= San Luis Rey complex =

The San Luis Rey Complex is an archaeological pattern representing the latest phase of prehistory in the region occupied at the time of European contact by the Luiseño Indians. Studies by Clement W. Meighan and Delbert L. True in northern San Diego County, California, defined the complex, which is also represented in adjacent portions of Riverside and Orange counties.

Current estimates put the beginning of the San Luis Rey Complex at around AD 500–1000. The primary traits that distinguish this complex from the locally preceding San Dieguito, La Jolla, and Pauma complexes are the presence of small projectile points (indicative of use of the bow and arrow), pottery, and the practice of cremation. Other San Luis Rey Complex lithic tools include mortars and metates (both bedrock and portable), pestles and manos, flaked edge tools (scrapers and knives), hammers, drills, steatite arrow straighteners, pendants, beads, and quartz crystals. Shell ornaments and bone tools are also present. Red and black geometrical pictographs were painted.

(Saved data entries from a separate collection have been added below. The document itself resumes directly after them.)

PR #383, opened 2017-08-12
Baselines and growth

themightychris:


php-classes/Slate/CBL/Competency.php
```diff
@@ -136,6 +136,16 @@ public function getSkillIds($forceRefresh = false)
         return $skillIds;
     }
 
+    private $totalSkills;
+    public function getTotalSkills($forceRefresh = false)
+    {
+        if (!empty($this->totalSkills)) {
```
themightychris: the difference between `if (!empty($this->totalSkills))` and `if ($this->totalSkills)` is that !empty additionally checks if the variable is defined, and it's impossible for this not to be defined since it's a declared member, so using `empty` here is superfluous

php-classes/Slate/CBL/Competency.php
```diff
@@ -136,6 +136,16 @@ public function getSkillIds($forceRefresh = false)
...
+            return $this->totalSkills;
+        }
+
+        return $this->totalSkills = count($this->getSkillIds());
+    }
```
themightychris: @nbey better pattern is to frame these functions like:

```php
    public function getTotalSkills($forceRefresh = false)
    {
        if ($this->totalSkills === null) {
            $this->totalSkills = count($this->getSkillIds());
        }

        return $this->totalSkills;
    }
```

(`=== null` is needed because `0` is a legit value that would pass `== null`)

php-classes/Slate/CBL/Competency.php
```diff
@@ -247,17 +263,18 @@ public function getCompletionForStudent(Student $Student, $level = null, $demons
...
                     Skill::$tableName
                 ];
 
                 $completion = DB::oneRecord($query, $parameters);
 
                 // cast strings to floats
                 return [
-                    'currentLevel' => $currentLevel,
+                    'currentLevel' => $StudentCompetency->Level,
+                    'baselineRating' => $StudentCompetency->BaselineRating ? floatval($StudentCompetency->BaselineRating) : null,
```
themightychris: @nbey activerecord should be in charge returning fields as their correct PHP type. If `decimal` doesn't come back as a float that should be added to activerecord the same way it handles ints

php-classes/Slate/CBL/Competency.php
```diff
@@ -271,8 +288,9 @@ public function getCompletionForStudent(Student $Student, $level = null, $demons
         return [
             'demonstrationsLogged' => 0,
             'demonstrationsComplete' => 0,
+            'baselineRating' => $StudentCompetency && $StudentCompetency->BaselineRating ? floatval($StudentCompetency->BaselineRating) : null,
             'demonstrationsAverage' => null,
-            'currentLevel' => $currentLevel
+            'currentLevel' => null
```
themightychris: @nbey current level still needs to be returned here if it's available

php-classes/Slate/CBL/Competency.php
```diff
@@ -271,8 +288,9 @@ public function getCompletionForStudent(Student $Student, $level = null, $demons
         return [
             'demonstrationsLogged' => 0,
             'demonstrationsComplete' => 0,
+            'baselineRating' => $StudentCompetency && $StudentCompetency->BaselineRating ? floatval($StudentCompetency->BaselineRating) : null,
```
themightychris: @nbey this can just be `$StudentCompetency ? $StudentCompetency->BaselineRating : null` once the ActiveRecord returns the correct type on its own

php-classes/Slate/CBL/Demonstrations/Demonstration.php
```diff
@@ -112,10 +112,17 @@ public function getCompetencyCompletions()
 
         $completions = [];
         foreach ($competencies AS $Competency) {
-            $completion = $Competency->getCompletionForStudent($this->Student);
-            $completion['StudentID'] = $this->StudentID;
-            $completion['CompetencyID'] = $Competency->ID;
-            $completions[] = $completion;
+            $StudentCompetency = StudentCompetency::getCurrentForStudent($this->Student);
+
+            $completions[] = [
```
themightychris: @nbey let's add a method `getCompletion` to `StudentCompetency` that handles returning this data structure since it's a standard of sorts and we're repeating it in a bunch of places.

php-classes/Slate/CBL/Demonstrations/StudentDashboardRequestHandler.php
```diff
@@ -122,10 +122,29 @@ public static function handleCompletionsRequest()
...
 
         foreach ($competencies AS $Competency) {
-            $completions[] = array_merge([
-                'StudentID' => $Student->ID,
-                'CompetencyID' => $Competency->ID
-            ], $Competency->getCompletionForStudent($Student));
+            $StudentCompetency = StudentCompetency::getCurrentForStudent($Competency, $Student);
+
+            if ($StudentCompetency) {
+                $completions[] = [
```
themightychris: @nbey use `getCompletion()`

php-classes/Slate/CBL/Demonstrations/Demonstration.php
themightychris: wire up a dynamic field to it too

event-handlers/Slate/CBL/Demonstrations/DemonstrationSkill/afterRecordSave/50_complete-competency.php
```diff
@@ -20,6 +20,11 @@
         'StudentID' => $Student->ID,
         'CompetencyID' => $Competency->ID,
         'Level' => $completion['currentLevel'] + 1,
-        'EnteredVia' => 'graduation'
+        'EnteredVia' => 'graduation',
+        'BaselineRating' => $completion['demonstrationsAverage']
     ], true);
+} elseif (empty($completion['baselineRating'])) {
+    if ($StudentCompetency = $Competency->getStudentCompetency($Student)) {
+        $StudentCompetency->calculateStartingRating();
```
themightychris: `calculateStartingRating` is supposed to return a value, not mutate state itself. The writing and saving if it comes back non-null should happen here. The verb "calculate" doesn't sound like a command to mutate state

event-handlers/Slate/CBL/Demonstrations/DemonstrationSkill/afterRecordSave/50_complete-competency.php
```diff
@@ -20,6 +20,11 @@
         'StudentID' => $Student->ID,
         'CompetencyID' => $Competency->ID,
         'Level' => $completion['currentLevel'] + 1,
-        'EnteredVia' => 'graduation'
+        'EnteredVia' => 'graduation',
+        'BaselineRating' => $completion['demonstrationsAverage']
     ], true);
+} elseif (empty($completion['baselineRating'])) {
+    if ($StudentCompetency = $Competency->getStudentCompetency($Student)) {
```
themightychris: `getStudentCompetency` doesn't appear to exist, also this can be consolidated into the if above:

```php
} elseif (empty($completion['baselineRating']) && ($StudentCompetency = StudentCompetency::getCurrentForStudent($Competency, $Student))) {
```

php-classes/Slate/CBL/StudentCompetency.php
```diff
@@ -53,16 +63,334 @@ class StudentCompetency extends \ActiveRecord
...
+            '  FROM `%s` '.
+            ' WHERE CompetencyID = %u '.
+            'HAVING DemonstrationsRequirements > 0 ',
+            [
+                $this->Level,
+                Skill::$tableName,
+                $this->Competency->ID
+            ]
+        );
+        $validSkillIds = array_column($validSkills, 'ID');
```
themightychris: @nbey let's just foreach through `$this->Competency->Skills` and have that build up `$validSkillsId`, we're not gaining any efficiency doing all that json stuff in MySQL

php-classes/Slate/CBL/StudentCompetency.php
```diff
@@ -53,16 +63,334 @@ class StudentCompetency extends \ActiveRecord
...
+                DemonstrationSkill::$tableName,
+                Demonstration::$tableName,
+                join(', ', $validSkillIds),
+                $this->Level,
+                $this->StudentID
+            ]
+        );
+
+        // check if each skill has been rated atleast once for the current level
+        if ((int)$ratedSkills !== count($validSkills)) {
```
themightychris: This check isn't sufficient, there could be ratings for skills with 0 demonstrations required. Use `DB::valuesTable` to get an array of totals indexed by skill ID, and then foreach through `$validSkillIds` and return null when you encounter one where `empty($skillRatings[$skillId])`

php-classes/Slate/CBL/StudentCompetency.php
```diff
@@ -53,16 +63,334 @@ class StudentCompetency extends \ActiveRecord
...
+
+        // get the first rating (by date) for each skill
+        $demonstrationSkillRatings = DB::allValues(
+            'skillRatings',
+            'SELECT ds.DemonstratedLevel as skillRatings'.
+        	'  FROM `%1$s` ds '.
+    		'  JOIN `%2$s` d '.
+    		'    ON d.ID = ds.DemonstrationID '.
+    		' INNER JOIN ( '.
+                    'SELECT MIN(demoskill.Created) as Created, SkillID '.
```
themightychris: Created is when the rating was entered, we want the date of the demonstration.

php-classes/Slate/CBL/StudentCompetency.php
```diff
@@ -53,16 +63,334 @@ class StudentCompetency extends \ActiveRecord
...
+            [
+                DemonstrationSkill::$tableName,
+                Demonstration::$tableName,
+                $this->Level,
+                join(', ', $validSkillIds),
+                $this->StudentID
+            ]
+        );
+
+        $this->BaselineRating = array_sum($demonstrationSkillRatings) / count($validSkills);
```
themightychris: return the calculation, don't mutate state

php-classes/Slate/CBL/StudentCompetency.php
```diff
@@ -53,16 +63,334 @@ class StudentCompetency extends \ActiveRecord
...
+                    $this->StudentID,
+                    join(', ', $this->Competency->getSkillIds()),
+                    $this->Level
+                ]
+            );
+
+            return $this->demonstrationData = $data;
+        } catch (\Exception $e) {
+            throw $e;
+            return [];
```
themightychris: The return line will never run, what's the point of catching all exceptions and rethrowing them? Shouldn't this be catching TableNotFoundException and discarding it to return an empty array?

php-classes/Slate/CBL/StudentCompetency.php
```diff
@@ -53,16 +63,334 @@ class StudentCompetency extends \ActiveRecord
...
+                Skill::$tableName,
+                $this->Competency->ID
+            ]
+        );
+        $validSkillIds = array_column($validSkills, 'ID');
+
+        $ratedSkills = DB::oneValue(
+
+            'SELECT SUM(IF(skillRatings.total > 0, 1, 0)) as totalRatings '.
+            '  FROM ( '.
```
themightychris: @nbey there's a mix of SQL indentation styles going on in this new function, you can see the preferred style here: https://github.com/EmergencePlatform/emergence-book/blob/master/recipes/make-a-model-searchable-by-tags.md

php-classes/Slate/CBL/StudentCompetency.php
```diff
@@ -53,16 +63,334 @@ class StudentCompetency extends \ActiveRecord
...
+
+    public function calculateStartingRating($autoSave = true)
     {
-        $completion = $Competency->getCompletionForStudent($Student);
+        $validSkills = DB::allRecords(
+            'SELECT ID, '.
+            ' CAST( '.
+                'REPLACE( '.
+            '       IFNULL ( '.
+            '           JSON_EXTRACT(DemonstrationsRequired, CONCAT(\'$."\', %u, \'"\')), '.
```
themightychris: this CONCAT doesn't need to be done in SQL

php-classes/Slate/CBL/StudentCompetency.php
```diff
@@ -53,16 +63,334 @@ class StudentCompetency extends \ActiveRecord
...
+        'effectiveDemonstrationsData' => [
+            'getter' => 'getEffectiveDemonstrationsData'
+        ]
+
+    ];
+
+    public function calculateStartingRating($autoSave = true)
     {
-        $completion = $Competency->getCompletionForStudent($Student);
+        $validSkills = DB::allRecords(
```
themightychris: @nbey read but ignore most of my other feedback in this function, instead start it off with something like this:

```php
$ratings = DB::valuesTable(
    'SkillID',
    'Rating',
    '
    SELECT S.ID AS SkillID,
        IFNULL(
            JSON_EXTRACT(DemonstrationsRequired, \'$."%4$u"\'),
            JSON_EXTRACT(DemonstrationsRequired, "$.default")
        ) AS DemonstrationsRequirements,
        (
            SELECT DS.DemonstratedLevel
              FROM `%3$s` DS
              JOIN `%2$s` D
                ON D.ID = DS.DemonstrationID
             WHERE DS.SkillID = S.ID
               AND DS.TargetLevel = %4$u
               AND DS.DemonstratedLevel > 0
               AND D.StudentID = %5$u
             ORDER BY D.Demonstrated, D.ID
             LIMIT 1
        ) AS Rating
    FROM `%1$s` S
    WHERE S.CompetencyID = %6$u
    HAVING DemonstrationsRequirements > 0
    ',
    [
        Skill::$tableName, // %1$s
        Demonstration::$tableName, // %2$s
        DemonstrationSkill::$tableName, // %3$s
        'Level' => 9, // %4$u
        'StudentID' => 23, // %5$u
        'CompetencyID' => 1 // %6$u
    ]
)
```

This requires CBL-319 be done to eliminate the string->int conversion

themightychris: This will return null values where there is no first rating, so after this you just want to do:

```php
$ratingsCount = count(array_filter($ratings));
if ($ratingsCount != count($ratings) {
    return null;
}

return array_sum($ratings) / $ratingsCount;;
```

php-classes/Slate/CBL/StudentCompetency.php
```diff
@@ -53,16 +63,334 @@ class StudentCompetency extends \ActiveRecord
...
+
+        if ($autoSave === true) {
+            $this->save();
+        }
+    }
+
+    private $demonstrationData;
+    public function getDemonstrationData()
+    {
+        if (!empty($this->demonstrationData)) {
```
themightychris: Use `!== null` because an empty array will keep failing `!empty` despite it representing a possible result that shouldn't keep getting refetched

php-classes/Slate/CBL/StudentCompetency.php
```diff
@@ -53,16 +63,334 @@ class StudentCompetency extends \ActiveRecord
...
+                'SkillID',
+                'SELECT '.
+                '    DemonstrationSkill.*, '.
+                '    Demonstration.Demonstrated AS DemonstrationDate '.
+                '  FROM `%s` DemonstrationSkill '.
+                '  JOIN (SELECT ID, Demonstrated FROM `%s` WHERE StudentID = %u) Demonstration '.
+                '    ON Demonstration.ID = DemonstrationSkill.DemonstrationID '.
+                ' WHERE DemonstrationSkill.SkillID IN (%s) '.
+                '   AND DemonstrationSkill.TargetLevel = %u '.
+                ' ORDER BY SkillID, DemonstrationDate',
```
themightychris: order by DemonstrationID after DemonstartionDate so that multiple demonstrations on the same date get sorted consistently by order entered

php-classes/Slate/CBL/StudentCompetency.php
```diff
@@ -53,16 +63,334 @@ class StudentCompetency extends \ActiveRecord
...
+        } catch (\Exception $e) {
+            throw $e;
+            return [];
+        }
+    }
+
+    private $effectiveDemonstrationsData;
+    public function getEffectiveDemonstrationsData()
+    {
+        if (!empty($this->effectiveDemonstrationsData)) {
```
themightychris: `!== null`

php-classes/Slate/CBL/Competency.php
```diff
@@ -293,18 +311,4 @@ public static function getAllByListIdentifier($identifier)
...
-                    $Student->ID,
-                    $this->ID
-                ]
-            );
-        } catch (TableNotFoundException $e) {}
-
-        return $level ? intval($level) : null;
-    }
-}
+}
```
themightychris, line 214: `getCompletionForStudent` should also be getting deleted from this class

php-classes/Slate/CBL/StudentCompetency.php
```diff
@@ -53,16 +63,334 @@ class StudentCompetency extends \ActiveRecord
...
+
+        $demonstrationsData = $this->getDemonstrationData();
+
+        foreach ($demonstrationsData as $skillId => &$demonstrationData) {
+            $sort = [];
+            foreach ($demonstrationData as $key => $row) {
+                $sort[$key]  = $row['DemonstratedLevel'];
+            }
+            // sort demonstrations by highest level
+            array_multisort($sort, SORT_DESC, $demonstrationData);
```
themightychris: I'm having trouble following what's going on here with `$sort` and `array_multisort`

You just need
```php
protected static function sortEffectiveDemonstrations($a, $b) {
    if ($a['DemonstratedLevel'] == $b['DemonstratedLevel']) {
        return 0;
    }
    return ($a['DemonstratedLevel'] < $b['DemonstratedLevel']) ? -1 : 1;
}
// ...
    foreach ($demonstrationsData as $skillId => &$demonstrationData) {
        uasort($demonstrationData, [__CLASS__,  'sortEffectiveDemonstrations']);
    }
```

php-classes/Slate/CBL/StudentCompetency.php
```diff
@@ -53,16 +63,334 @@ class StudentCompetency extends \ActiveRecord
...
+        }
+
+        return $this->effectiveDemonstrationsData = $demonstrationsData;
+    }
+
+    private $demonstrationsLogged;
+    public function getDemonstrationsLogged()
+    {
+
+        if (!empty($this->demonstrationsLogged)) {
```
themightychris: `0` is a valid value, use `!== null` and get rid of blank line

php-classes/Slate/CBL/StudentCompetency.php
```diff
@@ -53,16 +63,334 @@ class StudentCompetency extends \ActiveRecord
...
+        }
+
+        $effectiveDemonstrationsData = $this->getEffectiveDemonstrationsData();
+        $count = 0;
+        foreach ($effectiveDemonstrationsData as $skillId => $demonstrationData) {
+            $Skill = Skill::getByID($skillId);
+            $skillCount = 0;
+            foreach ($demonstrationData as $demonstration) {
+                if (empty($demonstration['Override'])) {
+                    if (!empty($demonstration['DemonstratedLevel'])) {
```
themightychris: combine these two ifs

php-classes/Slate/CBL/StudentCompetency.php
```diff
@@ -53,16 +63,334 @@ class StudentCompetency extends \ActiveRecord
...
+                        $skillCount++;
+                    }
+                }
+            }
+            // ?
```
themightychris: ?

php-classes/Slate/CBL/StudentCompetency.php
```diff
@@ -53,16 +63,334 @@ class StudentCompetency extends \ActiveRecord
...
+            $count += min($skillCount, $Skill->getDemonstrationsRequiredByLevel($this->Level));
```
themightychris: effective demonstrations is already capped by required

php-classes/Slate/CBL/StudentCompetency.php
```diff
@@ -53,16 +63,334 @@ class StudentCompetency extends \ActiveRecord
...
+        foreach ($effectiveDemonstrationsData as $skillId => $demonstrationsData) {
+            foreach ($demonstrationsData as $demonstration) {
+                if (empty($demonstration['Override'])) {
+                    $totalScore += $demonstration['DemonstratedLevel'];
+                }
+            }
+        }
+
+        if ($this->getDemonstrationsLogged()) {
+            $average = $totalScore / $this->getDemonstrationsLogged();
```
themightychris: just set `$this->demonstrationsAverage`

php-classes/Slate/CBL/StudentCompetency.php
```diff
@@ -53,16 +63,334 @@ class StudentCompetency extends \ActiveRecord
...
+
+    private $demonstrationsComplete;
+    public function getDemonstrationsComplete()
+    {
+        if (!empty($this->demonstrationsComplete)) {
+            return $this->demonstrationsComplete;
+        }
+
+        $effectiveDemonstrationsData = $this->getEffectiveDemonstrationsData();
+        $count = 0;
```
themightychris: just use `$this->demonstrationsComplete`, initialize it here and return it, we don't need to worry about simultaneous access or anything like that

php-classes/Slate/CBL/StudentCompetency.php
```diff
@@ -53,16 +63,334 @@ class StudentCompetency extends \ActiveRecord
...
+        'demonstrationsAverage' => [
+            'getter' => 'getDemonstrationsAverage'
+        ],
+        'demonstrationData' => [
+            'getter' => 'getDemonstrationData'
+        ],
+        'effectiveDemonstrationsData' => [
+            'getter' => 'getEffectiveDemonstrationsData'
+        ]
+
```
themightychris: blank line

php-classes/Slate/CBL/StudentCompetency.php
```diff
@@ -53,16 +63,334 @@ class StudentCompetency extends \ActiveRecord
...
+        if (empty($this->BaselineRating)) {
+            return null;
+        }
+
+        $demonstrationData = $this->getDemonstrationData();
+
+        $totalSkills = $this->Competency->getTotalSkills();
+
+        $growthData = array_map(function($demonstrations, $skillId) {
+            if (count($demonstrations) === 1 && empty($this->BaselineRating)) {
```
themightychris: no need to use `empty` on a model field, it's not at risk of being undefined

php-classes/Slate/CBL/StudentCompetency.php
```diff
@@ -53,16 +63,334 @@ class StudentCompetency extends \ActiveRecord
...
+                return null;
+            }
+
+            $lastRating = end($demonstrations);
+            if ($this->BaselineRating) {
+                return $lastRating['DemonstratedLevel'] - floatval($this->BaselineRating);
```
themightychris: `floatval` won't be needed here after the model field is fixed to return correct type

php-classes/Slate/CBL/StudentCompetency.php
```diff
@@ -53,16 +63,334 @@ class StudentCompetency extends \ActiveRecord
...
+            } else {
+                $firstRating = reset($demonstrations);
+
+                return $lastRating['DemonstratedLevel'] - $firstRating['DemonstratedLevel'];
+            }
+
+        }, $demonstrationData, array_keys($demonstrationData));
```
themightychris: `$skillId` isn't being used in this map function, so we don't need to pass keys in (which causes the returned array to lose its key=>value association)

php-classes/Slate/CBL/StudentCompetency.php
```diff
@@ -53,16 +63,334 @@ class StudentCompetency extends \ActiveRecord
...
+
+        array_filter($growthData);
```
themightychris: @nbey array_filter returns a new array it does not modify the passed array. Wrap it around the array_map result above

php-classes/Slate/CBL/StudentCompetency.php
```diff
@@ -53,16 +63,334 @@ class StudentCompetency extends \ActiveRecord
...
+        $totalGrowthSkills = count($growthData);
+
+        if (count($growthData) * 2 < $totalSkills) {
+            return null;
+        }
+
+        return array_sum($growthData) / $totalSkills;
```
themightychris: needs to be memoized

php-classes/Slate/CBL/StudentCompetency.php
```diff
@@ -53,16 +63,334 @@ class StudentCompetency extends \ActiveRecord
...
+    }
+
+
+    public static function getCurrentForStudent(Competency $Competency, Student $Student)
+    {
+        return static::getByWhere(['StudentID' => $Student->ID, 'CompetencyID' => $Competency->ID], ['order' => ['Level' => 'DESC']]);
+    }
+
+    public static function isCurrentLevelComplete($Student, $Competency)
```
themightychris: needs type hints

php-classes/Slate/CBL/Competency.php
nbey: @themightychris Aren't we deprecating this method?

php-classes/Slate/CBL/StudentCompetency.php
nbey: @themightychris `DemonstrationDate` is actually a timestamp column, so there shouldn't be an issue with same day demonstrations.

php-classes/Slate/CBL/Competency.php
themightychris: Oh, yeah. As long as the new method doesn't have this regression... This whole thing can just get deleted

php-classes/Slate/CBL/StudentCompetency.php
themightychris: @nbey the column is a timestamp, but the current UI is only a date selector so the time components are mostly the same and we should secondarily sort by ID to ensure consistent sequencing. In the future we might see the time component getting specific values more frequently, especially when we start filling in demonstrations automatically from external systems or primary work completion

php-classes/Slate/CBL/Demonstrations/StudentDashboardRequestHandler.php
```diff
@@ -122,10 +122,21 @@ public static function handleCompletionsRequest()
...
-            $completions[] = array_merge([
-                'StudentID' => $Student->ID,
-                'CompetencyID' => $Competency->ID
-            ], $Competency->getCompletionForStudent($Student));
+            $StudentCompetency = StudentCompetency::getCurrentForStudent($Competency, $Student);
+
+            if ($StudentCompetency) {
+                $completions[] = $StudentCompetency->getCompletion();
+            } else {
+                $completions[] = [
```
themightychris: @nbey let's create a method `StudentCompetency::getBlankCompletion($Student, $Competency)` for returning this data structure and use it in the teacher request handler too so that as we add to / evolve this data structure there are only two places it is defined and they're both in the same class

php-classes/Slate/CBL/Demonstrations/StudentDashboardRequestHandler.php
```diff
@@ -122,10 +122,21 @@ public static function handleCompletionsRequest()
         $completions = [];
 
         foreach ($competencies AS $Competency) {
-            $completions[] = array_merge([
-                'StudentID' => $Student->ID,
-                'CompetencyID' => $Competency->ID
-            ], $Competency->getCompletionForStudent($Student));
+            $StudentCompetency = StudentCompetency::getCurrentForStudent($Competency, $Student);
```
themightychris: @nbey let's flip the parameter order for getCurrentForStudent so that it matches the name of the class and the order of the index

php-classes/Slate/CBL/StudentCompetency.php
```diff
@@ -53,16 +64,349 @@ class StudentCompetency extends \ActiveRecord
...
+            'baselineRating' => $this->BaselineRating,
+            'demonstrationsLogged' => $this->getDemonstrationsLogged(),
+            'demonstrationsComplete' => $this->getDemonstrationsComplete(),
+            'demonstrationsAverage' => $this->getDemonstrationsAverage()
+        ];
+    }
+
+    public function calculateStartingRating()
+    {
+        $validSkills = DB::allRecords(
```
themightychris: @nbey let's use `DB::table('ID', '...', [...])` and then `$validSkillIds = array_keys($validSkills)`

php-classes/Slate/CBL/StudentCompetency.php
```diff
@@ -53,16 +64,349 @@ class StudentCompetency extends \ActiveRecord
...
+    		   AND ds.Override = false
+            ',
+            [
+                DemonstrationSkill::$tableName,
+                Demonstration::$tableName,
+                $this->Level,
+                join(', ', $validSkillIds),
+                $this->StudentID
+            ]
+        );
```
themightychris: @nbey was there any issue with the code I developed here: https://github.com/SlateFoundation/slate-cbl/pull/383#discussion_r132990589

that got us everything we needed in one query

php-classes/Slate/CBL/StudentCompetency.php
```diff
@@ -53,16 +64,349 @@ class StudentCompetency extends \ActiveRecord
...
+                    Demonstration::$tableName,
+                    $this->StudentID,
+                    join(', ', $this->Competency->getSkillIds()),
+                    $this->Level
+                ]
+            );
+
+            return $this->demonstrationData = $data;
+        } catch (TableNotFoundException $e) {
+            return [];
```
themightychris: @nbey this code will result in the empty result of a table being missing not being cached, defeating the purpose of our strict null check to allow for empty arrays as legit values.

Use this pattern instead for all of these functions:

```php
if ($this->demonstrationData === null) {
    try {
        $this->demonstrationData = DB::arrayTable(
            // ...
        );
    } catch (TableNotFoundException $e) {
        $this->demonstrationData = [];
    }
}

return $this->demonstrationData;
```

php-classes/Slate/CBL/StudentCompetency.php
```diff
@@ -53,16 +64,349 @@ class StudentCompetency extends \ActiveRecord
...
+            foreach ($demonstrationData as $demonstration) {
+                if (empty($demonstration['Override']) && !empty($demonstration['DemonstratedLevel'])) {
+                    $skillCount++;
+                }
+            }
+            $count += $skillCount;
+        }
+
+        return $this->demonstrationsLogged = $count;
+
```
themightychris: blank line

php-classes/Slate/CBL/StudentCompetency.php
```diff
@@ -53,16 +64,349 @@ class StudentCompetency extends \ActiveRecord
...
+            $skillCount = 0;
+            foreach ($demonstrationData as $demonstration) {
+                if (empty($demonstration['Override']) && !empty($demonstration['DemonstratedLevel'])) {
+                    $skillCount++;
+                }
+            }
+            $count += $skillCount;
+        }
+
+        return $this->demonstrationsLogged = $count;
```
themightychris: I mentioned this in the last round, there's no need to use this intermediate variables. Let's work on the variable we're trying to set directly as much as possible to reduce the cognitive load of reading the code

```php

if ($this->demonstrationsLogged === null) {
    $this->demonstrationsLogged = 0;
    foreach (...) {
        $this->demonstrationsLogged += $whatever;
    }
}

return $this->demonstrationsLogged;
```

php-classes/Slate/CBL/StudentCompetency.php
nbey: @themightychris No, for some reason I didn't see that.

Chronologically, two phases of the complex were proposed. San Luis Rey I was distinguished from San Luis Rey II primarily by the appearance of pottery in the latter, an introduction that was estimated to have occurred as late as AD 1500 or even 1750. Subsequent studies have pushed the local presence of pottery back to at least AD 1000 and perhaps several centuries earlier, calling into question the validity of the phase distinction.

A northern limit for the San Luis Rey Complex is defined by the scarcity or absence of prehistoric pottery among the Luiseño's Gabrielino and Serrano kinsmen. To the east, in the Colorado Desert, the Tizon Brown Ware pottery made by the Luiseño was replaced by the Lower Colorado Buff Ware and Salton Brown Ware of the Patayan Complex.

To the south, True made detailed archaeological comparisons between the San Luis Rey Complex and the Cuyamaca Complex, produced by the Luiseño's linguistically unrelated but culturally similar neighbors, the Kumeyaay. Perhaps the strongest distinction found by True was between the roughly equal frequencies of Desert Side-notched and Cottonwood Triangular points in the Cuyamaca Complex and the scarcity of Desert Side-notched points in the San Luis Rey Complex. This contrast was based primarily on comparisons between sites on Palomar Mountain and in Cuyamaca Rancho. In coastal and inland valley portions of Luiseño and Kumeyaay territories, the differences are less pronounced.

The San Luis Rey Complex has been studied primarily in the middle and upper watershed of the San Luis Rey River. For this region, True proposed a bipolar fission/fusion model of settlement. Groups of people were believed to have congregated during the winter months at main villages in the river valley and then dispersed during the summer to higher-elevation sites on Palomar Mountain. Different settlement systems may have existed among groups that exploited coastal resources.